WHAT THE TASK ASKS
From the opening line of the records through the line bearing "And honestly, really", set down every line exactly.

RECORD SET
· · ·

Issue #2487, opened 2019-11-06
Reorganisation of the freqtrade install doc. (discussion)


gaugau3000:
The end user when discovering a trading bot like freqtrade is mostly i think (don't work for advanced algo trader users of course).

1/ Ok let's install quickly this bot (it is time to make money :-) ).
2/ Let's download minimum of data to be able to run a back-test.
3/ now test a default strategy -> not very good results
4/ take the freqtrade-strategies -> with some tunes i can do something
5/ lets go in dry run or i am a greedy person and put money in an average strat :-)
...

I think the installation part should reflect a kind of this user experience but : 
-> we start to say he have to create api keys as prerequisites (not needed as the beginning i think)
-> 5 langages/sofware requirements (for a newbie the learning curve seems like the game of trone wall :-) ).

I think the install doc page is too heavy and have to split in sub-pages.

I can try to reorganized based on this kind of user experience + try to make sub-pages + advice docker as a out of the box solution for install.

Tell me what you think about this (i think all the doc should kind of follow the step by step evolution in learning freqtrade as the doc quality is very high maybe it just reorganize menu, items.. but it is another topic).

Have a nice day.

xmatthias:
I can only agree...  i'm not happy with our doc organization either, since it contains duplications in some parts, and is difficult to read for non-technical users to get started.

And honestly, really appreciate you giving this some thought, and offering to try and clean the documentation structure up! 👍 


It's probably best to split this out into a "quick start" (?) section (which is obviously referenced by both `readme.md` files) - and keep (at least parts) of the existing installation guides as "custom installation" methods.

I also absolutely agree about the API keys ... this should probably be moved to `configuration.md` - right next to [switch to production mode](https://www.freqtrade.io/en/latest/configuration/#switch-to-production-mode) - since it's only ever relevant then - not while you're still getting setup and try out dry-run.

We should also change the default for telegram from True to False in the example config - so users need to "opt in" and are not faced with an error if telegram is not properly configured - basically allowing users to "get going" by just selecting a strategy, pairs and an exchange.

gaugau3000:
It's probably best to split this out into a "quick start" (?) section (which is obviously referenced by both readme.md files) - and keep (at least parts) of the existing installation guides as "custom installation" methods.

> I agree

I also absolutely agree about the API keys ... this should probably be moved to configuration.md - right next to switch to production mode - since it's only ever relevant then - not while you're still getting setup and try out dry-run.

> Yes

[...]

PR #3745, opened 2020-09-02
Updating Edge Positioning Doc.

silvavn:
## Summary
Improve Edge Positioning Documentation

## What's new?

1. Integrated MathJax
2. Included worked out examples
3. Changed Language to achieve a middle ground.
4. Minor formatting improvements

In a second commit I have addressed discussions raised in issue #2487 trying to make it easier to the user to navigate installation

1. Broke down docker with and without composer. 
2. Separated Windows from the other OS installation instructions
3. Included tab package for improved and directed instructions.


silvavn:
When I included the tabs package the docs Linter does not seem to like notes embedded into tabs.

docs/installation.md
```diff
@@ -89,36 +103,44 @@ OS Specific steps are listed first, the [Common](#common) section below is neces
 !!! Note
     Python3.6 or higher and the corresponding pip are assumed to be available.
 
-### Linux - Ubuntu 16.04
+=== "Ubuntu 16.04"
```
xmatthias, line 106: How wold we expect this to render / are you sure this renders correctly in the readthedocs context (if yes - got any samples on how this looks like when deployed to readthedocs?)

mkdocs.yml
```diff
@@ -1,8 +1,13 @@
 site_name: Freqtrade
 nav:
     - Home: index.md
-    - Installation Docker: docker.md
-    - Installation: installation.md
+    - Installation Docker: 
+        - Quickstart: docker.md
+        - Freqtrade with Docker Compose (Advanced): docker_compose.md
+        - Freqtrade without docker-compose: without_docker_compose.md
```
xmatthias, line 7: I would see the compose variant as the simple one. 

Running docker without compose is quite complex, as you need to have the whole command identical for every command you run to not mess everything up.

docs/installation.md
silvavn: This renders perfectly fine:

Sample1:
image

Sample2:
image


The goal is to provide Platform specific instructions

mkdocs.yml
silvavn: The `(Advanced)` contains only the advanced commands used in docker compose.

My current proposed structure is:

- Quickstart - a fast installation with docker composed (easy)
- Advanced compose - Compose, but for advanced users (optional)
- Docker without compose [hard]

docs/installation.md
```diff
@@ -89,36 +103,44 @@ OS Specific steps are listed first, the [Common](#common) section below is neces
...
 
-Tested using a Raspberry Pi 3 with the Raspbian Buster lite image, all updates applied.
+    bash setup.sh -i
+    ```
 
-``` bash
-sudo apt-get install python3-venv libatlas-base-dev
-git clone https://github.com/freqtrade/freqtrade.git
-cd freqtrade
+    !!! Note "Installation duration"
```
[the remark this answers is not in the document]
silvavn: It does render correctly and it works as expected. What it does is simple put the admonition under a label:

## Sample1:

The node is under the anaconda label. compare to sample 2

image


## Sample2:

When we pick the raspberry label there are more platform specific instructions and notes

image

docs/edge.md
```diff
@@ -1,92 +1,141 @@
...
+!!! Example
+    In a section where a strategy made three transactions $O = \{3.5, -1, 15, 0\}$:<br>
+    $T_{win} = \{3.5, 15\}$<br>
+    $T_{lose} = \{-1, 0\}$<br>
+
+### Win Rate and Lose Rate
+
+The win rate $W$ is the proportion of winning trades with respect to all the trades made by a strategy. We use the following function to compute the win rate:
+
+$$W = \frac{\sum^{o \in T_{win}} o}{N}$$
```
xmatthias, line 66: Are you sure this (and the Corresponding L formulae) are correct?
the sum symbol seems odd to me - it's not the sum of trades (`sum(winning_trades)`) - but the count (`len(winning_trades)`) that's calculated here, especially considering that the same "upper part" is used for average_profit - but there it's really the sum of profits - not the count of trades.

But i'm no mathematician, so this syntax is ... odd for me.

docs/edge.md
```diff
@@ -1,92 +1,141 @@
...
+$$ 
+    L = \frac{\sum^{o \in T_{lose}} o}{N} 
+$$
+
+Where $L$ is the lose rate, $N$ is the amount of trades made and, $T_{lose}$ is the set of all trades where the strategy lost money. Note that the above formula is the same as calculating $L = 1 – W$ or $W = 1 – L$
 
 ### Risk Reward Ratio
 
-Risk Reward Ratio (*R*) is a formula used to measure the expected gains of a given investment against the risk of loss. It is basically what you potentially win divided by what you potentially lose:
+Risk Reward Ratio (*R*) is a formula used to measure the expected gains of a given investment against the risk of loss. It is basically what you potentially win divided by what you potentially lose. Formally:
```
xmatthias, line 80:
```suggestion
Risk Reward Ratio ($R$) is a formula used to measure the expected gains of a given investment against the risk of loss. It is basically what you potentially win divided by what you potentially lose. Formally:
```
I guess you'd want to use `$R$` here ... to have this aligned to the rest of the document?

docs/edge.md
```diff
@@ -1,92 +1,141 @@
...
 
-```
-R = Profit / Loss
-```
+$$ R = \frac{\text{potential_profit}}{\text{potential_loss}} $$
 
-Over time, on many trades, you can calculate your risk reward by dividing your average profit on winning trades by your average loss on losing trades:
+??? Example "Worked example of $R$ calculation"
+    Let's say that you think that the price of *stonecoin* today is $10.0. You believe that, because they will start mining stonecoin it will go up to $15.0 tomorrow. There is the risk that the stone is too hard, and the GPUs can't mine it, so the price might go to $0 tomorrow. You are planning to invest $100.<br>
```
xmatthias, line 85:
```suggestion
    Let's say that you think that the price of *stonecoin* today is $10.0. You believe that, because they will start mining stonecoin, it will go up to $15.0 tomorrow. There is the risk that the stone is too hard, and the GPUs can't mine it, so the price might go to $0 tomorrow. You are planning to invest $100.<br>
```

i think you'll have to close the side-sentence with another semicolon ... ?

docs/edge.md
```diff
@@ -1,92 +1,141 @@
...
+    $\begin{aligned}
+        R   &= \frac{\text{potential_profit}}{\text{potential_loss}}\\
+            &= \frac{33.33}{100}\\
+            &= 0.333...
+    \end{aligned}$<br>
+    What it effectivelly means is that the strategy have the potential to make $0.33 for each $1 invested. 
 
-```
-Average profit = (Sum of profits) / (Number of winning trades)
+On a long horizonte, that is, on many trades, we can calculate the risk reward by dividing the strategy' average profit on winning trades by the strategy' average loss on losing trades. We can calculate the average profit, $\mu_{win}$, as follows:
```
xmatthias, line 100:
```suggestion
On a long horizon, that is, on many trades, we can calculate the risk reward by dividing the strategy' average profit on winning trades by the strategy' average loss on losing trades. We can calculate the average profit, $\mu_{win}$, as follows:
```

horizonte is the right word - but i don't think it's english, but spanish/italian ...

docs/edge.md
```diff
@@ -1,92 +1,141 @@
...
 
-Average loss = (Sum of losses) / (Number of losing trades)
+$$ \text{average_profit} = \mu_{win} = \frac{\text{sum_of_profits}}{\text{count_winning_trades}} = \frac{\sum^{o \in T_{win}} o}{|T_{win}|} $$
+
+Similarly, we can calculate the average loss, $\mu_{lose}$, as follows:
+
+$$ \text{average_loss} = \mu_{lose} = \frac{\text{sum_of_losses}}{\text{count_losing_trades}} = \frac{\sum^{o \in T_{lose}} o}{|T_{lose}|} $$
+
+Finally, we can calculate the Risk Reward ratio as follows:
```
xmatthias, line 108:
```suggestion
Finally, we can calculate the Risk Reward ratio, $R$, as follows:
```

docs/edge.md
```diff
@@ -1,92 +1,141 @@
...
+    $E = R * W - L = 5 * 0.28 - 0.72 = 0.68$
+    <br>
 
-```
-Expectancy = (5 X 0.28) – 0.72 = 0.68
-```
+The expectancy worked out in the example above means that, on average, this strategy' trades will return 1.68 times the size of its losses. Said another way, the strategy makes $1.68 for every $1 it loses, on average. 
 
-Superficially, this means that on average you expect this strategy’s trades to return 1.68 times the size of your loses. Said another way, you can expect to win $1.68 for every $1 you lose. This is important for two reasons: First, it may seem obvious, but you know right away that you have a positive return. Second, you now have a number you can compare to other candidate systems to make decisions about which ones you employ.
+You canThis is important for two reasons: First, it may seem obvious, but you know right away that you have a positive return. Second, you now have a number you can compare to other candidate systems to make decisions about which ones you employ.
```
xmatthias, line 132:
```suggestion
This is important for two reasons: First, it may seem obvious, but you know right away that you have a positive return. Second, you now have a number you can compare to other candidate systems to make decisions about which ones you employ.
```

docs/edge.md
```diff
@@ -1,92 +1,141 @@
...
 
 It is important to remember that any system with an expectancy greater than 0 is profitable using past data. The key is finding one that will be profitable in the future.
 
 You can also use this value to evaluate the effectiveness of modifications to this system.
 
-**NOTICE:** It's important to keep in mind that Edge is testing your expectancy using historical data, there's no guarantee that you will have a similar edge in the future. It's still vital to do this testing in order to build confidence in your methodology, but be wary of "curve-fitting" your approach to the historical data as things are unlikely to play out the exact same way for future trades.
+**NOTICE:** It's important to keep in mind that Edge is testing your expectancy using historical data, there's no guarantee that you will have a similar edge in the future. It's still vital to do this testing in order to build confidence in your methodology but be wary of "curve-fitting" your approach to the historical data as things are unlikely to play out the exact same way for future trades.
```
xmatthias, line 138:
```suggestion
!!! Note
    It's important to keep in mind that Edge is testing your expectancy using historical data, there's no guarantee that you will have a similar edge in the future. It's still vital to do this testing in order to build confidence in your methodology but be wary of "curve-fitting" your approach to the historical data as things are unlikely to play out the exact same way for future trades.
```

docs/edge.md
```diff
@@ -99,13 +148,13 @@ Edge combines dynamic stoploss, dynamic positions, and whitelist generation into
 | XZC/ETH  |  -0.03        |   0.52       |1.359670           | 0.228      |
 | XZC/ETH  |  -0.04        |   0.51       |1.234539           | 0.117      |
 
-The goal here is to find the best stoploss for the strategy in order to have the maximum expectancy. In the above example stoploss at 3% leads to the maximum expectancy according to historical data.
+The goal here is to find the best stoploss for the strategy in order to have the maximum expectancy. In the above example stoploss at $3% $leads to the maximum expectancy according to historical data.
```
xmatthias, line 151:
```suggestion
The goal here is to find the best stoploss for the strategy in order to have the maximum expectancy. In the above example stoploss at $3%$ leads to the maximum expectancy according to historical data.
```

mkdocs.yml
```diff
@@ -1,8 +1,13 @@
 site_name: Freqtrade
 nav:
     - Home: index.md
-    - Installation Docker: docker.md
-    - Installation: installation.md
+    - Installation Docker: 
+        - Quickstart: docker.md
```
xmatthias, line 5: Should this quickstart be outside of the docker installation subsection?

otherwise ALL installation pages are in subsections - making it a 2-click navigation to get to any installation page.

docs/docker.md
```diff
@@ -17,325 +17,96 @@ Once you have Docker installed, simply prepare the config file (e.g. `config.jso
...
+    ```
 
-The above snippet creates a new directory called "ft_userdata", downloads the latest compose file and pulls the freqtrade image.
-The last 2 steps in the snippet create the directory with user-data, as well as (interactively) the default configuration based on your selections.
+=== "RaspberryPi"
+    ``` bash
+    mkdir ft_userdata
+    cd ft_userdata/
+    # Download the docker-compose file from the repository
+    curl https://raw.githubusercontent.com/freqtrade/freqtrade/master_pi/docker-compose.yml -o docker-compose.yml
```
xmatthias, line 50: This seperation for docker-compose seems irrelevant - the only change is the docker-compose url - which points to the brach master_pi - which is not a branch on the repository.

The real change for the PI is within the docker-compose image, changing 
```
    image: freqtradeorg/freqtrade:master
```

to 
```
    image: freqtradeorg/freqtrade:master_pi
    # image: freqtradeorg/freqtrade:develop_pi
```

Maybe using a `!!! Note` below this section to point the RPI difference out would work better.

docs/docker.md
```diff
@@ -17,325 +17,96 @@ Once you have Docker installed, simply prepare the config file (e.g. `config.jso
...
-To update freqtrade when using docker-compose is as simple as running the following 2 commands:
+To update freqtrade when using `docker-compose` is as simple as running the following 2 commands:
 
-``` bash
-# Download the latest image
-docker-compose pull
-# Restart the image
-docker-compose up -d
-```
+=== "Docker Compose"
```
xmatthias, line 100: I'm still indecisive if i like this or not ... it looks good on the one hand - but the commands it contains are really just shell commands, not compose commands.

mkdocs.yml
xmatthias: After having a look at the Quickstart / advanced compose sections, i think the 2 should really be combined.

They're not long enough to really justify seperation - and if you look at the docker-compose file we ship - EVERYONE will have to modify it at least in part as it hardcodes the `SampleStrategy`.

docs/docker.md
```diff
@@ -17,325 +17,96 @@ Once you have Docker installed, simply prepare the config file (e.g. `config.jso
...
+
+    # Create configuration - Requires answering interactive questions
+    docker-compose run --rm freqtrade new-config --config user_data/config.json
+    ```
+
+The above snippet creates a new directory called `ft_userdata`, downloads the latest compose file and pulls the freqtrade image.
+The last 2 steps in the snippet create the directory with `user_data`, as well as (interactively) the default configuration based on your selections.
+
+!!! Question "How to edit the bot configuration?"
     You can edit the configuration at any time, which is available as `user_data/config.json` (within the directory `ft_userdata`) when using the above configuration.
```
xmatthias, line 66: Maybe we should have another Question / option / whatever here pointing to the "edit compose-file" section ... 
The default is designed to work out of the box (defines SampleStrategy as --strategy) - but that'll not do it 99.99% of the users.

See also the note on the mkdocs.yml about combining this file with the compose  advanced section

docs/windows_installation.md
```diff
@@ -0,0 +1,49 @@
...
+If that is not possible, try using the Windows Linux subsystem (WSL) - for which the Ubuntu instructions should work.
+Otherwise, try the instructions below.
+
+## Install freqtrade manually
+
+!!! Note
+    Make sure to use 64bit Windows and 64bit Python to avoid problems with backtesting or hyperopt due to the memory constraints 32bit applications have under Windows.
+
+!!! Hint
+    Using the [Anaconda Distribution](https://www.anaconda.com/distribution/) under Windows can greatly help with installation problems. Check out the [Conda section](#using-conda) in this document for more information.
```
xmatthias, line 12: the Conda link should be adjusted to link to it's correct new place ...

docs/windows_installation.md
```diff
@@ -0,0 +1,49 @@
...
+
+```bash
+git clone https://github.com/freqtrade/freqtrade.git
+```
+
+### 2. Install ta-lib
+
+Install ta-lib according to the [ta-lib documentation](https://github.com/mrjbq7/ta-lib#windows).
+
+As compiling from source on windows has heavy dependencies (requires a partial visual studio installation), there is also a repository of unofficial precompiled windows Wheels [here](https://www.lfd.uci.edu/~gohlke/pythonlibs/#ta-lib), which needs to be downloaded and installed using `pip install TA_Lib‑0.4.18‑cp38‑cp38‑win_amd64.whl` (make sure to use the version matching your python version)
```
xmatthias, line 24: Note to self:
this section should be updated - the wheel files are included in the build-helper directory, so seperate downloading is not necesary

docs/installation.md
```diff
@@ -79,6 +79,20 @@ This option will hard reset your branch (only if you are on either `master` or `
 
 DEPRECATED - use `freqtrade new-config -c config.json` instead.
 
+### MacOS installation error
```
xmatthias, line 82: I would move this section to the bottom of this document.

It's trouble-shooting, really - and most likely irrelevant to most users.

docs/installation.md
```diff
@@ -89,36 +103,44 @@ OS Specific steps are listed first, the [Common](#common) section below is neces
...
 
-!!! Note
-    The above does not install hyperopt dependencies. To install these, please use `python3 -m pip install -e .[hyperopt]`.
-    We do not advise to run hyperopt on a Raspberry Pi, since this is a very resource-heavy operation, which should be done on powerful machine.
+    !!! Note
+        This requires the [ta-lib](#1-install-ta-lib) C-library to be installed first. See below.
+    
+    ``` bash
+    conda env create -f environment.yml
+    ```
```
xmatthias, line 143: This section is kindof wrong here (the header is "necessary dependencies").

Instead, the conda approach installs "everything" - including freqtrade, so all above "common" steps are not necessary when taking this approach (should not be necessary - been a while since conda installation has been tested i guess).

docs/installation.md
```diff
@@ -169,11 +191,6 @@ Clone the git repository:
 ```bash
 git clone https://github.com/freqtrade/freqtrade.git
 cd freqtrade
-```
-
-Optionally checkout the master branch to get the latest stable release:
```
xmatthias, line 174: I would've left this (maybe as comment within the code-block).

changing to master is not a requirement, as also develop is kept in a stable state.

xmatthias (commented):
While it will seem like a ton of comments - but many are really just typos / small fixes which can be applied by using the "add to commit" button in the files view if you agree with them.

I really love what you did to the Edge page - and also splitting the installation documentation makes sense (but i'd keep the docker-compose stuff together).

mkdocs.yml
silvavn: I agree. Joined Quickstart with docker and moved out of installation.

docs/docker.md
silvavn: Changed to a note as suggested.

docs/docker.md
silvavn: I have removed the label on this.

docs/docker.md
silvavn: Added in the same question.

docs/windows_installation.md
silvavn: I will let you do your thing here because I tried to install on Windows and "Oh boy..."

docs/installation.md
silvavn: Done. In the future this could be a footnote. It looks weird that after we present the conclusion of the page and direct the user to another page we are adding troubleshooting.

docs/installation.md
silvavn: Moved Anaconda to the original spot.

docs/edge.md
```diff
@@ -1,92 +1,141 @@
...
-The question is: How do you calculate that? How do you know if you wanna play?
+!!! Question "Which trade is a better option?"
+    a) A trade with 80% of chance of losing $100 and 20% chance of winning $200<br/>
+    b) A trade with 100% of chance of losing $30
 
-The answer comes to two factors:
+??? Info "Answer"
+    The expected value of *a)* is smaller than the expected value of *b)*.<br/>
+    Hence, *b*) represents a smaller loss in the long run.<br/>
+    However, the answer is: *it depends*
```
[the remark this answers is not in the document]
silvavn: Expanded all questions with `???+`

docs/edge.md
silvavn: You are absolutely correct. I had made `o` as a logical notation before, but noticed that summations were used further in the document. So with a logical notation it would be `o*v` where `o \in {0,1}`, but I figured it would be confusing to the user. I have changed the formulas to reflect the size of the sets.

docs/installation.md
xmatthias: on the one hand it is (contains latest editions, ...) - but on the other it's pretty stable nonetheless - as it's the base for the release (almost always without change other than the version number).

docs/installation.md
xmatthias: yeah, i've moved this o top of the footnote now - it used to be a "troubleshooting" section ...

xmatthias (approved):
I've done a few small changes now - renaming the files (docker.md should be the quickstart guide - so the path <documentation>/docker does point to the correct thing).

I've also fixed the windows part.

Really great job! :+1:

· · ·

WRITTEN ANSWER
Issue #2487, opened 2019-11-06
Reorganisation of the freqtrade install doc. (discussion)


gaugau3000:
The end user when discovering a trading bot like freqtrade is mostly i think (don't work for advanced algo trader users of course).

1/ Ok let's install quickly this bot (it is time to make money :-) ).
2/ Let's download minimum of data to be able to run a back-test.
3/ now test a default strategy -> not very good results
4/ take the freqtrade-strategies -> with some tunes i can do something
5/ lets go in dry run or i am a greedy person and put money in an average strat :-)
...

I think the installation part should reflect a kind of this user experience but : 
-> we start to say he have to create api keys as prerequisites (not needed as the beginning i think)
-> 5 langages/sofware requirements (for a newbie the learning curve seems like the game of trone wall :-) ).

I think the install doc page is too heavy and have to split in sub-pages.

I can try to reorganized based on this kind of user experience + try to make sub-pages + advice docker as a out of the box solution for install.

Tell me what you think about this (i think all the doc should kind of follow the step by step evolution in learning freqtrade as the doc quality is very high maybe it just reorganize menu, items.. but it is another topic).

Have a nice day.

xmatthias:
I can only agree...  i'm not happy with our doc organization either, since it contains duplications in some parts, and is difficult to read for non-technical users to get started.

And honestly, really appreciate you giving this some thought, and offering to try and clean the documentation structure up! 👍 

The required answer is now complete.